_Required work_: All lines holding the word "into" in the listing below need to be copied.
*** Begin section ***
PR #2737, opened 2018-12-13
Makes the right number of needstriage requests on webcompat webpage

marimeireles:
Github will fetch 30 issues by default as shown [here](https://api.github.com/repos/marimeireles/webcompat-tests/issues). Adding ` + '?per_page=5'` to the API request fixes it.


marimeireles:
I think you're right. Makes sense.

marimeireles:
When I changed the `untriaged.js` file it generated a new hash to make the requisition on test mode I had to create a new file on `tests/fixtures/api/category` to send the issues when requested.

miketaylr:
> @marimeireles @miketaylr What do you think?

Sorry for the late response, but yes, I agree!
*** End section ***
*** Begin section ***
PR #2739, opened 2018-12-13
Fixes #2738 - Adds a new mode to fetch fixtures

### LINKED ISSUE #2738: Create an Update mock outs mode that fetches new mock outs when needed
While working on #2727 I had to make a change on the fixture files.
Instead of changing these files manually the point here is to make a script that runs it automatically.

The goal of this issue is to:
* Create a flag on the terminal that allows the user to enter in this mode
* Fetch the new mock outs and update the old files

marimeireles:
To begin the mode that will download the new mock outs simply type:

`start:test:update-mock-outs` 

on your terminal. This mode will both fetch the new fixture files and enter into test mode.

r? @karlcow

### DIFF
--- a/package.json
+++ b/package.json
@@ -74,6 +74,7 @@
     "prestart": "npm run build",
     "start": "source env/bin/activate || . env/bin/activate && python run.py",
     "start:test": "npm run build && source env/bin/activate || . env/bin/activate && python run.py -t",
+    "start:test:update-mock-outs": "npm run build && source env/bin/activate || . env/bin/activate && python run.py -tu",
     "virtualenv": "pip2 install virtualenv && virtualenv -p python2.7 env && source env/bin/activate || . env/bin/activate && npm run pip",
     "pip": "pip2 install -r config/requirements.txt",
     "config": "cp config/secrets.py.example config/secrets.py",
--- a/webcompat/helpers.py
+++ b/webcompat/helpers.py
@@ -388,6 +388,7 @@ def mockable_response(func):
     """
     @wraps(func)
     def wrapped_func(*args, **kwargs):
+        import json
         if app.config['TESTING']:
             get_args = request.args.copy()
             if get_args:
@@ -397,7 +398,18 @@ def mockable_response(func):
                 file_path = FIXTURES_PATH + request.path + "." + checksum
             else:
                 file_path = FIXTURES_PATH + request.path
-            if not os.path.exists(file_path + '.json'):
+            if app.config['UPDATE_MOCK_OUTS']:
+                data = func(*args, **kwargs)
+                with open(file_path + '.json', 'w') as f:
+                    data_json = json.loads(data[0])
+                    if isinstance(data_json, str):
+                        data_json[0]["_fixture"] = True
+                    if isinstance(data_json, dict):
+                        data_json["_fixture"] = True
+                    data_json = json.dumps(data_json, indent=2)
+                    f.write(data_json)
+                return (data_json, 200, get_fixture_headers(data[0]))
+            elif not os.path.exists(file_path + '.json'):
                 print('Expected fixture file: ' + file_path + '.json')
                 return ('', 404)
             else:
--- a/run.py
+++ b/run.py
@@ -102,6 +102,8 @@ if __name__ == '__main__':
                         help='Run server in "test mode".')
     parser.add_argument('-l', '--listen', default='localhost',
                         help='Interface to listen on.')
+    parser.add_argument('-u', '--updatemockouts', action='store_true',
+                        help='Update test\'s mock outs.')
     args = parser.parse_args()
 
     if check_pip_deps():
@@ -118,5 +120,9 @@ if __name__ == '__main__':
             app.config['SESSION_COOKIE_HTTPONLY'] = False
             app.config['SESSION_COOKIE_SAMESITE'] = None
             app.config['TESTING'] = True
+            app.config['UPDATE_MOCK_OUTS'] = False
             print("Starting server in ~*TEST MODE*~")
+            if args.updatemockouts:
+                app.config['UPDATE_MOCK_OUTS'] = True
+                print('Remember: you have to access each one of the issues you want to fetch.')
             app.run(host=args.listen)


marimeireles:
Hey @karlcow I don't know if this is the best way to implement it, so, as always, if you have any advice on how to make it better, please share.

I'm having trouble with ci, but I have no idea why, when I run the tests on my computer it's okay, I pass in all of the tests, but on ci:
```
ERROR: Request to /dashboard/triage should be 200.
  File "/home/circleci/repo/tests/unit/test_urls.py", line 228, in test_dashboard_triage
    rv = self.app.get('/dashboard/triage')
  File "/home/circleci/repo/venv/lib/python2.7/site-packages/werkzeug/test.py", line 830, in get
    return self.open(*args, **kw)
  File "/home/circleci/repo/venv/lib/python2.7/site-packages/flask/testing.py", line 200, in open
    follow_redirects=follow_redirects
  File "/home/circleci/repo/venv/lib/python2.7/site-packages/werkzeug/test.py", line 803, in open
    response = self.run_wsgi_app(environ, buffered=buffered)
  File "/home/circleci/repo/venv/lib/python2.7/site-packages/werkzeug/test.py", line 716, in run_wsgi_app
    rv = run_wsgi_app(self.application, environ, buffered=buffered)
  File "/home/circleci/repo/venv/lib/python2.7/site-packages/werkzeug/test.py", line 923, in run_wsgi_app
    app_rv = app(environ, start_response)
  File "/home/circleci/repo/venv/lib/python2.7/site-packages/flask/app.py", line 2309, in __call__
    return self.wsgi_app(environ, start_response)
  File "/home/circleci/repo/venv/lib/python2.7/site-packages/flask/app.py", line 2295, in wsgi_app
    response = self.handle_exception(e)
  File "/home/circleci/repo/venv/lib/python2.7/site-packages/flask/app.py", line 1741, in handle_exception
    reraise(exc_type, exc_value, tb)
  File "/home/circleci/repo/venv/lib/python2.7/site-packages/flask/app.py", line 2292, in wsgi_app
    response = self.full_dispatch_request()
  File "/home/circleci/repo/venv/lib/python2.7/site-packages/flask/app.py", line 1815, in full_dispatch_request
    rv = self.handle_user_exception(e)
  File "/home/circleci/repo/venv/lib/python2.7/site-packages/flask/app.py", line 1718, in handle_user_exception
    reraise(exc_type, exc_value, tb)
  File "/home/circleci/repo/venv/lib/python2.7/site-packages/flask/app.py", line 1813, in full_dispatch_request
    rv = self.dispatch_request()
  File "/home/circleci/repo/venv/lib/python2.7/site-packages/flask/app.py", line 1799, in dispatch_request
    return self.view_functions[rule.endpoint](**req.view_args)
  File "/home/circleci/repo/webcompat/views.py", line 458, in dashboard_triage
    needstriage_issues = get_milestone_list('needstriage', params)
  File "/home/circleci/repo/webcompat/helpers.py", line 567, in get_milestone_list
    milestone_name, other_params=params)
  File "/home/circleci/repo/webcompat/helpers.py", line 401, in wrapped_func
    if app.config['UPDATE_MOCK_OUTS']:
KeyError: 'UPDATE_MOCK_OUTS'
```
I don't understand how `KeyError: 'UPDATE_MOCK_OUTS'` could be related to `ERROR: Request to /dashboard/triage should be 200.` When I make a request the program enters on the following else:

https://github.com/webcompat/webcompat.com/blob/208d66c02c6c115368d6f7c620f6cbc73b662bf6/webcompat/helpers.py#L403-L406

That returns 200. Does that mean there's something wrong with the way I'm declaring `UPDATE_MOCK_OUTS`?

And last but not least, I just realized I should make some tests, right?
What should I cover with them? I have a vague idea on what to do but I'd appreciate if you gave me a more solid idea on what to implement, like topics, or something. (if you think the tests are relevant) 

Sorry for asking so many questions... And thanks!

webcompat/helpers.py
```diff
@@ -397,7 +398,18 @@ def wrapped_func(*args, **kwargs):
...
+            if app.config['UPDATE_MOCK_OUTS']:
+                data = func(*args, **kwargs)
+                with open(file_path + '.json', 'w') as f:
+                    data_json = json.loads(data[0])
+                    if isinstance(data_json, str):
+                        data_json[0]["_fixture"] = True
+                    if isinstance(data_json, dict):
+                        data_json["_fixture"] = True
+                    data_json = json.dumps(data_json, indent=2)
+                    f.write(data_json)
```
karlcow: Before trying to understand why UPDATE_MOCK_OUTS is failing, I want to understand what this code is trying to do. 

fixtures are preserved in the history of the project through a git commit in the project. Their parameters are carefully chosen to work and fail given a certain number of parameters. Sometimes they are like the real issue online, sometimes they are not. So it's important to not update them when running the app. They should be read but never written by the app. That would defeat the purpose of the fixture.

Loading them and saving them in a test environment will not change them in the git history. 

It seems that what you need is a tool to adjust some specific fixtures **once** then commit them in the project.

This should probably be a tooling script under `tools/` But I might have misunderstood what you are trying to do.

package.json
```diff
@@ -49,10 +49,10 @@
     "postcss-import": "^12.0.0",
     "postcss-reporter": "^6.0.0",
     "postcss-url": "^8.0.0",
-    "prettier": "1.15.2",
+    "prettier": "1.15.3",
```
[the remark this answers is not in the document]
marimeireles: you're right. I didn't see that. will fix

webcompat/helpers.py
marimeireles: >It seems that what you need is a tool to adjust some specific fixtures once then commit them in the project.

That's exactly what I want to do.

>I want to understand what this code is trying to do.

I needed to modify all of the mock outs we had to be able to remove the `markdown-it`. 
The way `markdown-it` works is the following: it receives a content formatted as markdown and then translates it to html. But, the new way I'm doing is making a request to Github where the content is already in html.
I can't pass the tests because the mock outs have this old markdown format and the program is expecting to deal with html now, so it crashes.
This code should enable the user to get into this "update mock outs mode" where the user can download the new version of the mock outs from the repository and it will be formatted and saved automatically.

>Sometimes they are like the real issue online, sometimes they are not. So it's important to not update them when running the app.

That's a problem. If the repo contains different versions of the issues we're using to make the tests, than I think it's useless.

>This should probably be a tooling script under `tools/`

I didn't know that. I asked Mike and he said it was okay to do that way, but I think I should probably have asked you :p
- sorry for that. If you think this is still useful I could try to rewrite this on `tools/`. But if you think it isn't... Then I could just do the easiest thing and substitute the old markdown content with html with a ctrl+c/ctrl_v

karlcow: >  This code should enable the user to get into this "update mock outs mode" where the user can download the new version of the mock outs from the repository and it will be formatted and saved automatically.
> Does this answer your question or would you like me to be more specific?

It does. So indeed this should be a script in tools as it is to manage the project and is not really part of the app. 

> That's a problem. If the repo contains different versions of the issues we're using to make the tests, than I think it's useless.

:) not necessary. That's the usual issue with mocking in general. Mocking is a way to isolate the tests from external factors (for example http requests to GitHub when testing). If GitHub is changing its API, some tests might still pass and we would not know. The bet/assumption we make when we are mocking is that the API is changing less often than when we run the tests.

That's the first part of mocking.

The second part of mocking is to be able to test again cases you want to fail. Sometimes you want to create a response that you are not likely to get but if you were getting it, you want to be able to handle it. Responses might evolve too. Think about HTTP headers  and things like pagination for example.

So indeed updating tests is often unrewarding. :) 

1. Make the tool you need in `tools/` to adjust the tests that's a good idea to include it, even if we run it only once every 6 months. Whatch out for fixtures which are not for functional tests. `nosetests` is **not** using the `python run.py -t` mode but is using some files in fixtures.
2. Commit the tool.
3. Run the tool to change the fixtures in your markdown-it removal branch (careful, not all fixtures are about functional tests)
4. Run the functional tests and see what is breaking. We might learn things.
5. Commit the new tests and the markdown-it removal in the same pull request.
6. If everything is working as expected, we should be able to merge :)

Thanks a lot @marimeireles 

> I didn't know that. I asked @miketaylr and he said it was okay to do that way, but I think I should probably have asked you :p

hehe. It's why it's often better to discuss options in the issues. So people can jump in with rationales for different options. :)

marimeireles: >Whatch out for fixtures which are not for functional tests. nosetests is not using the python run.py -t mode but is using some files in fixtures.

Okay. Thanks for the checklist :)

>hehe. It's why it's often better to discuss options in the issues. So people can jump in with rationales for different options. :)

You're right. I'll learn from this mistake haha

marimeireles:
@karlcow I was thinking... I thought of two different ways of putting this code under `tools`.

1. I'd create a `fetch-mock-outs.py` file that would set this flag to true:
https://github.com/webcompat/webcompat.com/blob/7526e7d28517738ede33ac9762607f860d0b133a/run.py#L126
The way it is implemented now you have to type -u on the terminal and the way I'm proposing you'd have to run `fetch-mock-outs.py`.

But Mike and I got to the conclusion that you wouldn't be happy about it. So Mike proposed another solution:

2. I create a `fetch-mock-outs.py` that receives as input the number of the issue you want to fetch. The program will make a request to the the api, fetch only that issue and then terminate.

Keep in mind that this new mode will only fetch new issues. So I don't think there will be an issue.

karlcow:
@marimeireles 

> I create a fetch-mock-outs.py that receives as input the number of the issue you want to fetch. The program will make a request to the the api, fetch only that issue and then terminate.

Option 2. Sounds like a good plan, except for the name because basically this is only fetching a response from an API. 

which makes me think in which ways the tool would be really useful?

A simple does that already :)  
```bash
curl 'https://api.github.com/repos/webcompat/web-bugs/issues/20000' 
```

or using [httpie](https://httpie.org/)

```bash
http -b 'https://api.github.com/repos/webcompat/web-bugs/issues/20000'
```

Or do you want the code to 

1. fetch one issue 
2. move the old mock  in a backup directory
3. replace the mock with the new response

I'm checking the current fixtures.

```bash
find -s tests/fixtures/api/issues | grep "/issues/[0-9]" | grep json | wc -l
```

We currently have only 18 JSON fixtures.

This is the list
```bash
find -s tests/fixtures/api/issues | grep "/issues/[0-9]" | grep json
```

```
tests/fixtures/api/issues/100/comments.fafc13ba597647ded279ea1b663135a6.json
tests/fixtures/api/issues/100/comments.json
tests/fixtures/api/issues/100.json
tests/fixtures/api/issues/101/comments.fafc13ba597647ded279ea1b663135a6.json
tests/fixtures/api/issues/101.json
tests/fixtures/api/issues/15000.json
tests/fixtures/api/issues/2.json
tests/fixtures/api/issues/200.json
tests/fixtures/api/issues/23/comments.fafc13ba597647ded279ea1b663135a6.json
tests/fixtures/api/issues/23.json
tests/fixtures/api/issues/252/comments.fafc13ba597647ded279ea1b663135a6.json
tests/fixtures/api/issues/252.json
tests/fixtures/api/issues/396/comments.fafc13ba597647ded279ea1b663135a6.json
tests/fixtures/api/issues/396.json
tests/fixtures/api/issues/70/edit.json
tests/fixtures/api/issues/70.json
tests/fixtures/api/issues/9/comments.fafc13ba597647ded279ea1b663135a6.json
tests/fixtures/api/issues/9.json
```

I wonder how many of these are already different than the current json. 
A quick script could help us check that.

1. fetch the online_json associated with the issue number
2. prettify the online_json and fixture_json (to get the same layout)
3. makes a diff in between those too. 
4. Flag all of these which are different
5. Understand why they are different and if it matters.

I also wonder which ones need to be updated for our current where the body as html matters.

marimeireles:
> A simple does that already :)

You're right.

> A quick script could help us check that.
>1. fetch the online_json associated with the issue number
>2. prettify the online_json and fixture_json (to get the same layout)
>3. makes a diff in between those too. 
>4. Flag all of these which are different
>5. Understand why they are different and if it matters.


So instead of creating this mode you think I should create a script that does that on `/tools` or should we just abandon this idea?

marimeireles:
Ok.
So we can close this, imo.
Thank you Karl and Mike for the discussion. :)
*** End section ***
_Result of this task_:
on your terminal. This mode will both fetch the new fixture files and enter into test mode.
This code should enable the user to get into this "update mock outs mode" where the user can download the new version of the mock outs from the repository and it will be formatted and saved automatically.
karlcow: >  This code should enable the user to get into this "update mock outs mode" where the user can download the new version of the mock outs from the repository and it will be formatted and saved automatically.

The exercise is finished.